Transporters needed for digestion and absorption: RFVT1/RFVT2

RFVT1/RFVT2 = riboflavin transporters that help export riboflavin and help with tissue transport.

Transporters needed for digestion and absorption: SMVT

SMVT = sodium-dependent multivitamin transporter; transports pantothenic acid, biotin, and lipoic acid.

Structural components of thiamin

Thiamin structure = pyrimidine ring + thiazole ring + methylene bridge. Active form = TPP/TDP.

Structural components of thiamin: food forms

Plant foods mostly have non-phosphorylated/free thiamin. Animal foods mostly have phosphorylated TDP.

What decreases thiamin absorption/availability?

Alcohol blocks ThTr1 and ThTr2 expression. Thiaminases in raw fish cleave/destroy thiamin. Polyhydroxyphenols in coffee, tea, and some fruits/vegetables destroy thiamin. Heat and alkaline pH destroy thiamin.

What increases/protects thiamin absorption/availability?

Cooking inactivates thiaminases.

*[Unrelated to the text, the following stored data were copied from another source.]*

PR #7, opened 2023-06-12
Add alert rules based on IPMI data

sudeephb:
Alert rules for ipmi sel, ipmi dcmi and ipmi sensor metrics.

### DIFF
--- a/src/prometheus_alert_rules/ipmi_sensors.yaml
+++ b/src/prometheus_alert_rules/ipmi_sensors.yaml
@@ -1,0 +1,159 @@
+groups:
+- name: IpmiSensors
+  rules:
+
+    - alert: IPMIMonitoringCommandFailed
+      expr: ipmimonitoring_command_success == 0
+      for: 0m
+      labels:
+        severity: critical
+      annotations:
+        summary: Failed to run ipmimonitoring. (instance {{ $labels.instance }})
+        description: |
+          Failed to get ipmi sensor data using ipmimonitoring.
+            VALUE = {{ $value }}
+            LABELS = {{ $labels }}
+
+    - alert: IPMITemperatureStateWarning
+      expr: ipmi_temperature_celsius{state="Warning"}
+      for: 0m
+      labels: 
+        severity: warning
+      annotations:
+        summary: Temperature in warning state. (instance {{ $labels.instance }})
+        description: |
+          Temperature, recorded by ipmi sensor, in warning state.
+            TEMPERATURE_CELSIUS = {{ $value }}
+            LABELS = {{ $labels }}
+
+    - alert: IPMITemperatureStateCritical
+      expr: ipmi_temperature_celsius{state="Critical"}
+      for: 0m
+      labels: 
+        severity: critical
+      annotations:
+        summary: Temperature in critical state. (instance {{ $labels.instance }})
+        description: |
+          Temperature, recorded by ipmi sensor, in critical state.
+            TEMPERATURE_CELSIUS = {{ $value }}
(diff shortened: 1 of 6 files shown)


tests/unit/test_alert_rules/test_ipmi_dcmi.yaml
```diff
@@ -0,0 +1,47 @@
...
+
+      - series: ipmi_dcmi_command_success{instance="ubuntu-1"}
+        values: '1x15'
+      - series: ipmi_dcmi_power_cosumption_watts{instance="ubuntu-1"}
+        values: '102x15'
+
+      - series: ipmi_dcmi_command_success{instance="ubuntu-2"}
+        values: '1x15'
+      - series: ipmi_dcmi_power_cosumption_watts{instance="ubuntu-2"}
+        values: '220x15'
```
rgildein, line 20: not-blocking: I would recommend to split this to three sections instead of one with space separation.

src/prometheus_alert_rules/ipmi_sensors.yaml
```diff
@@ -0,0 +1,159 @@
...
+      expr: ipmi_temperature_celsius{state="Critical"}
+      for: 0m
+      labels: 
+        severity: critical
+      annotations:
+        summary: Temperature in critical state. (instance {{ $labels.instance }})
+        description: |
+          Temperature, recorded by ipmi sensor, in critical state.
+            TEMPERATURE_CELSIUS = {{ $value }}
+            LABELS = {{ $labels }}
```
rgildein, line 39: Maybe we can use `expr: ipmi_temperature_celsius{state~="Warning|Critical"}` and then in labels `severity: {{ $labels.state }}`. Maybe also with [`toLower`](https://prometheus.io/docs/prometheus/latest/configuration/template_reference/#strings) function.

src/prometheus_alert_rules/ipmi_sensors.yaml
```diff
@@ -0,0 +1,159 @@
...
+      expr: ipmi_power_watts{state="Critical"}
+      for: 0m
+      labels: 
+        severity: critical
+      annotations:
+        summary: Power in critical state. (instance {{ $labels.instance }})
+        description: |
+          Power, recorded by ipmi sensor, in critical state.
+            POWER_WATTS = {{ $value }}
+            LABELS = {{ $labels }}
```
rgildein, line 63: same here

src/prometheus_alert_rules/ipmi_sensors.yaml
```diff
@@ -0,0 +1,87 @@
...
+            FAN_SPEED_RPM = {{ $value }}
+            LABELS = {{ $labels }}
+
+    - alert: IPMISensorStateNotOk
+      expr: ipmi_generic_sensor_value{state=~"Warning|Critical"}
+      for: 0m
+      labels: 
+        severity: "{{ toLower $labels.state }}"
+      annotations:
+        summary: IPMI sensor value in {{ toLower $labels.state }} state. (instance {{ $labels.instance }})
```
rgildein, line 83: not-blocking: the `toLower` function is required in labels just to preserve same labels for severity, but in annotation it's no required

rgildein (approved):
LGTM

src/prometheus_alert_rules/ipmi_sensors.yaml
sudeephb: I prefer to keep it because in the final output it gives correct grammar. But if you think it's too bulky, we can remove it.

jneo8 (approved):
LGTM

Vitamin C can prevent thiamin destruction by polyhydroxyphenols.

Details of how thiamin is absorbed and digested

Phosphorylated thiamin must be dephosphorylated by phosphatases. It is absorbed in the duodenum, jejunum, and colon. Low intake uses carrier-mediated active transport. High intake uses diffusion. Saturates around 5 mg. Enters blood within 1–2 hours.

Vitamin C excretion

Most excess vitamin C is excreted in urine. Plasma saturation occurs around about 500 mg or lower. Excess is excreted within about 6 hours. Some excess is metabolized in liver and kidney.

What can happen when excess vitamin C is consumed?

Excess vitamin C can cause nausea, abdominal cramps, osmotic diarrhea, increased oxalic acid/kidney stone risk, worsen iron overload disorders because vitamin C increases non-heme iron absorption, and interfere with some lab tests.